The case of Maqui vs. Court of Appeals, supra, is applicable to this case. As aptly stated by this Court therein in ruling that the slight delay in the submittal of respondent court's copies of the record on appeal could not possibly prejudice any substantial rights:
A rigid adherence to the technical rules and procedure disregards the fundamental aim of procedure to serve as our aid to justice, not as a means for its frustration, and the objective of the Rules of Court to afford litigants just, speedy and inexpensive determination of their controversy. Thus, excusable imperfections of form and technicalities of procedure or lapses in the literal or rigid observation of a procedural rule or non-jurisdictional deadline provided therein should be overlooked and brushed aside as trivial and indecisive in the interest of fair play and justice when public policy is not involved, no prejudice has been caused adverse party and the court has not been deprived of its authority or jurisdiction. (Economic Insurance Co. vs. Uy Realty Co., 34 SCRA 744; Cf. Alonso vs. Villamor, 16 Phil. 315).
Moreover, dismissal of appeals purely on technical grounds is frowned upon where the policy of the courts is to encourage hearings of appeals on their merits. The rules of procedure ought not to be applied in a very rigid, technical sense; rules of procedure are used only to help secure not override substantial justice. If a technical and rigid enforcement of the rules is made, their aim would be defect. (Gregorio vs.
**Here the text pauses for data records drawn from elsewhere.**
PR #2266, opened 2024-09-10
[WEB-3920] Add Inkeep search widget

matt423:
## Description

If Inkeep is enabled show the Inkeep search widget instead of the existing search. 
___

_Notes_: 
* Current behaviour of adding the search query to the URL query parameter is not added, whilst awaiting for feedback from Inkeep
* No independent feature flag has been added as no there's no current business requirement to be able to turn on/off search independently from Inkeep chat.

* WEB-3920

## Review

* [Preview App](https://ably-docs-web-3920-add--75xwwf.herokuapp.com/docs/) can be used to interact with the Inkeep search widget
  * [Homepage](https://ably-docs-web-3920-add--75xwwf.herokuapp.com/docs/)
  * [Example page with search in header](https://ably-docs-web-3920-add--75xwwf.herokuapp.com/docs/products/channels) 
* Locally, set the `INKEEP_...` variables to enable Inkeep and the search widget

### DIFF
--- a/src/components/Header/SearchBar/InkeepSearchBar.tsx
+++ b/src/components/Header/SearchBar/InkeepSearchBar.tsx
@@ -1,0 +1,11 @@
+import { CSSProperties } from 'react';
+
+export const InkeepSearchBar = ({
+  className,
+  extraInputStyle,
+}: {
+  className: string;
+  extraInputStyle: CSSProperties;
+}) => {
+  return <div id="inkeep-search" className={className} style={extraInputStyle}></div>;
+};
--- a/src/components/Header/SearchBar/SearchBar.tsx
+++ b/src/components/Header/SearchBar/SearchBar.tsx
@@ -9,9 +9,10 @@ import { useSearch } from 'src/hooks';
 import { isMac } from 'src/utilities';
 
 import { SuggestionBox } from './SuggestionBox';
+import { InkeepSearchBar } from './InkeepSearchBar';
 import { KeyIcon } from './KeyIcon';
 
-import { searchInput } from './SearchBar.module.css';
+import { searchInput, searchInputNoPadding } from './SearchBar.module.css';
 
 export enum DisplayMode {
   FULL_SCREEN = 'FULL_SCREEN',
@@ -44,6 +45,7 @@ export const SearchBar = ({
         siteMetadata {
           externalScriptsData {
             addsearchSiteKey
+            inkeepEnabled
           }
         }
       }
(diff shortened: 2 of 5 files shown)


src/components/Header/SearchBar/SearchBar.tsx
```diff
@@ -103,30 +105,39 @@ export const SearchBar = ({
...
-        <Icon name="icon-gui-search" size="24px" additionalCSS="absolute left-16 top-12" />
-        {!isInFocus && (
-          <div className="absolute right-16 top-12 hidden lg:flex items-center justify-end">
-            <KeyIcon className="mr-4">{keyIcon}</KeyIcon>
-            <KeyIcon className="pt-2">K</KeyIcon>
-          </div>
+        {externalScriptsData.inkeepEnabled ? (
+          <InkeepSearchBar
+            className={`${cn(searchInput)} ${cn(searchInputNoPadding)}`}
+            extraInputStyle={{ ...extraInputStyle }}
```
jamiehenson, line 111: Why is `extraInputStyle` being spread within an object literal here? Seems like you could just pass it in without doing that

src/components/Header/SearchBar/SearchBar.tsx
```diff
@@ -103,30 +105,39 @@ export const SearchBar = ({
...
+        ) : (
+          <>
+            <input
+              type="text"
+              ref={textInput}
+              placeholder="Search"
+              className={cn(searchInput)}
+              value={query}
+              onChange={handleSearch}
+              style={{ ...extraInputStyle }}
```
jamiehenson, line 122: Same query as above

src/components/Header/SearchBar/SearchBar.tsx
```diff
@@ -103,30 +105,39 @@ export const SearchBar = ({
...
+            />
+            <Icon name="icon-gui-search" size="24px" additionalCSS="absolute left-16 top-12" />
+            {!isInFocus && (
```
jamiehenson, line 125: We should present these conditional renderings as ternaries with `null` on the other end, as passing `null` is more beneficial to the renderer than `false`.

src/components/Header/SearchBar/SearchBar.tsx
```diff
@@ -103,30 +105,39 @@ export const SearchBar = ({
...
-        />
-        <Icon name="icon-gui-search" size="24px" additionalCSS="absolute left-16 top-12" />
-        {!isInFocus && (
-          <div className="absolute right-16 top-12 hidden lg:flex items-center justify-end">
-            <KeyIcon className="mr-4">{keyIcon}</KeyIcon>
-            <KeyIcon className="pt-2">K</KeyIcon>
-          </div>
+        {externalScriptsData.inkeepEnabled ? (
+          <InkeepSearchBar
+            className={`${cn(searchInput)} ${cn(searchInputNoPadding)}`}
```
jamiehenson, line 110: Do we need more of this `cn` package? From what I can see it simply concatenates strings together, and the usages here only have one argument each so limited package usefulness aside, it wouldn't do anything

src/components/Header/SearchBar/SearchBar.tsx
```diff
@@ -103,30 +105,39 @@ export const SearchBar = ({
...
+                <KeyIcon className="mr-4">{keyIcon}</KeyIcon>
+                <KeyIcon className="pt-2">K</KeyIcon>
+              </div>
+            )}
+            <SuggestionBox
+              results={results}
+              error={error}
+              query={query}
+              isActive={isInFocus}
+              displayLocation={String(displayLocation)}
```
jamiehenson, line 136: We shouldn't cast a potential `undefined` as a `String` here to satisfy the existing types of `SuggestionBox`, it undermines the benefit of what TS is providing, changes should be made elsewhere (I appreciate this isn't your code)

src/components/Header/SearchBar/SearchBar.tsx
jamiehenson: I would advocate for removing all usages of this package where possible

jamiehenson (changes requested):

src/components/Header/SearchBar/SearchBar.tsx
matt423: It's existing logic, it's just been shifted down into the new ternary. Minimising blast radius by only changing what is necessary really

src/components/Header/SearchBar/SearchBar.tsx
matt423: It was mainly from just copying the existing syntax used and it did work, so didn't question it too much. Will update :+1:

src/components/Header/SearchBar/SearchBar.tsx
matt423: Was following convention within this file, have removed :+1:

src/components/Header/SearchBar/InkeepSearchBar.tsx
```diff
@@ -0,0 +1,3 @@
+export const InkeepSearchBar = ({ className, extraInputStyle }: { className: string; extraInputStyle: string }) => {
+  return <div id="inkeep-search" className={className} style={{ ...extraInputStyle }}></div>;
+};
```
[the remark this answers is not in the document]
matt423: Thanks, have changed to using `CSSProperties`. 

The original(albeit strange) implementation did work and the compiler did not throw any errors for the type. Iit does now if I pass incorrect type to `extraInputStyle` though which is good

src/components/Header/SearchBar/SearchBar.tsx
matt423: This is the existing behaviour, just shows in diff as moved within ternary condition.

src/components/Header/SearchBar/SearchBar.tsx
matt423: Existing behaviour. Happy to look into outside of this PR but keen to minimise blast radius of changes

jamiehenson (approved):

Court of Appeals, 72 SCRA 121; Mc Entee vs. Manotoc, 3 SCRA 279; Lim Tanhu vs. Ramolete, 66 SCRA 441).
And as We said in Obut v. Court of Appeals, 70 SCRA 547; "What should guide judicial action is the principle that a party litigant is to be given the fittest opportunity to establish the merits of his complaint or defense rather than for him to lose life, liberty, honor or property on technicalities." (See also Marquez vs. Court of Appeals , , 77 SCRA 524; Pan American World Airways, Inc. vs. Espiritu, 69 SCRA 36; Aznar, et all vs. Court of Appeals, et all 70 SCRA 330; Gregorio vs. Court of Appeals, et al., 72 SCRA 120; Lopez vs. Court of Appeals, 75 SCRA 401).
More significantly, the cardinal rule remains that the discretionary power to dismiss appeals or not must always be exercised wisely and prudently, never capriciously, with a view to substantial justice. (Marquez vs. Court of Appeals, 77 SCRA 527; Gregorio vs. Court of Appeals, 72 SCRA 124; Cucio vs. Court of Appeals, 57 SCRA 68; Piedad vs. Batuyong 55 SCRA 763; Limon vs. Candido, 27 SCRA 1166).
WHEREFORE, respondent appellate court's resolutions dismissing petitioners' appeal are set aside and the case is remanded to it for further proceedings and disposition of the appeal on its merits, No pronouncement as to costs.
Teehankee (Chairman), Makasiar, Fernandez, Guerrero and Melencio-Herrera, JJ., concur.